DATA SHOWN section start
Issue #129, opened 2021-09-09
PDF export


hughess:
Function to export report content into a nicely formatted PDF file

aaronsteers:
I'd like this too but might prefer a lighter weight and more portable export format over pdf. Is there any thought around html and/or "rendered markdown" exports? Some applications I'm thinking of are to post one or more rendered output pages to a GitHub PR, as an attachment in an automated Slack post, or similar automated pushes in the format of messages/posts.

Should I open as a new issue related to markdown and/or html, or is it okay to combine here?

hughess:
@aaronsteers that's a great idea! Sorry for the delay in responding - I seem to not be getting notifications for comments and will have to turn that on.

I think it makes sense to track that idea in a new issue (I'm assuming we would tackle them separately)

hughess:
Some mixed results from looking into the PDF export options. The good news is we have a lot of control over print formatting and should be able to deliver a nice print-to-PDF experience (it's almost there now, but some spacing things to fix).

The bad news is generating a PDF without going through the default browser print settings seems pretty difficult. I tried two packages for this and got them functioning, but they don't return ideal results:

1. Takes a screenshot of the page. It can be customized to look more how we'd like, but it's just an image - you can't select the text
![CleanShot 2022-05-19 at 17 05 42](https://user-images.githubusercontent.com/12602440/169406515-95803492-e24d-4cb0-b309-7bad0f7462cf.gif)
DATA SHOWN section end
DATA SHOWN section start
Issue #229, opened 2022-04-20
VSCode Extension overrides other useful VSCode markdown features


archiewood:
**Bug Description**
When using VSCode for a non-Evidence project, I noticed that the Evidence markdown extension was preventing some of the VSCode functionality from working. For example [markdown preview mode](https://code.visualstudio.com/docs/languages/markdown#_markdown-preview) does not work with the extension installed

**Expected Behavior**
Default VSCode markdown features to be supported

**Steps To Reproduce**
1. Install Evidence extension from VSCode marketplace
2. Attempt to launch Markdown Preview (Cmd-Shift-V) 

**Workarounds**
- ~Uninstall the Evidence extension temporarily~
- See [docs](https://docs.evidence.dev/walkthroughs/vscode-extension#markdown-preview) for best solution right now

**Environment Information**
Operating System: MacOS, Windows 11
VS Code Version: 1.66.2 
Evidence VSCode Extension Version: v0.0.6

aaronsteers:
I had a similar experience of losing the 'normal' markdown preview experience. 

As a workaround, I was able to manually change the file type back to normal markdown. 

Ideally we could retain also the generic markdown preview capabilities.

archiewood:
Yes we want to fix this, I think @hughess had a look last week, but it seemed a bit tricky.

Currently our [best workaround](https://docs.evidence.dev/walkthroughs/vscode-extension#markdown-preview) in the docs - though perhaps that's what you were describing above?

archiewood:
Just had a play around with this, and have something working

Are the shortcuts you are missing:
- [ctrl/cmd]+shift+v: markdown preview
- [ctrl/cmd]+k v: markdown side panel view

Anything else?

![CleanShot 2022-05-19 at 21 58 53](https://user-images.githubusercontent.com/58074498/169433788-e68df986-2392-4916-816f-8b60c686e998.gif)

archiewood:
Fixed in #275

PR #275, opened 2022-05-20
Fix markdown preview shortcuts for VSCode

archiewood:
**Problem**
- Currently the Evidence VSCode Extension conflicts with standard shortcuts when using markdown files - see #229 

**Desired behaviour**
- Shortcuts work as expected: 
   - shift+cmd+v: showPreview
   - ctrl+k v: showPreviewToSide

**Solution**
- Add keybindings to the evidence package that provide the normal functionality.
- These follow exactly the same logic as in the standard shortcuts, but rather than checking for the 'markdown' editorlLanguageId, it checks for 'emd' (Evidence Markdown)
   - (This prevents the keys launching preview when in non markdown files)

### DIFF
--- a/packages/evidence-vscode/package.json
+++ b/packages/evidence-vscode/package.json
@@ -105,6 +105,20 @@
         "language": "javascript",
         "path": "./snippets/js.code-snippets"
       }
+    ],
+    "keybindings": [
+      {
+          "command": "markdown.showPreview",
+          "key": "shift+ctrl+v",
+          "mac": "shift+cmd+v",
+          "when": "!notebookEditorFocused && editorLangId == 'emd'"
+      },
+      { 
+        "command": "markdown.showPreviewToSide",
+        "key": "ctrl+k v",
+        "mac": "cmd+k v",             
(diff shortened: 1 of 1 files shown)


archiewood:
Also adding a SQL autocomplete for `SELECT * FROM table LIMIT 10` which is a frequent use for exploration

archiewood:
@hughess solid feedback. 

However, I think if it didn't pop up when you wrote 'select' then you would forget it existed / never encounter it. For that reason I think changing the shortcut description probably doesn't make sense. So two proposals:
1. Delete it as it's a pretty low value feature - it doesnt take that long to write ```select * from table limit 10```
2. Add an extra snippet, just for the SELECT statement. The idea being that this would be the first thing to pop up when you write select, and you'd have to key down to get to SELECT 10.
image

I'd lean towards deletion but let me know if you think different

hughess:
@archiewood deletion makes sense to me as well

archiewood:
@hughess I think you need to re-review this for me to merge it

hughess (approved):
DATA SHOWN section end
- [GOAL OF THE EXERCISE] Lines holding the word "have" are the answer; copy each one from the records above.

- [FINISHED TASK]
@aaronsteers that's a great idea! Sorry for the delay in responding - I seem to not be getting notifications for comments and will have to turn that on.
Some mixed results from looking into the PDF export options. The good news is we have a lot of control over print formatting and should be able to deliver a nice print-to-PDF experience (it's almost there now, but some spacing things to fix).
Just had a play around with this, and have something working
2. Add an extra snippet, just for the SELECT statement. The idea being that this would be the first thing to pop up when you write select, and you'd have to key down to get to SELECT 10.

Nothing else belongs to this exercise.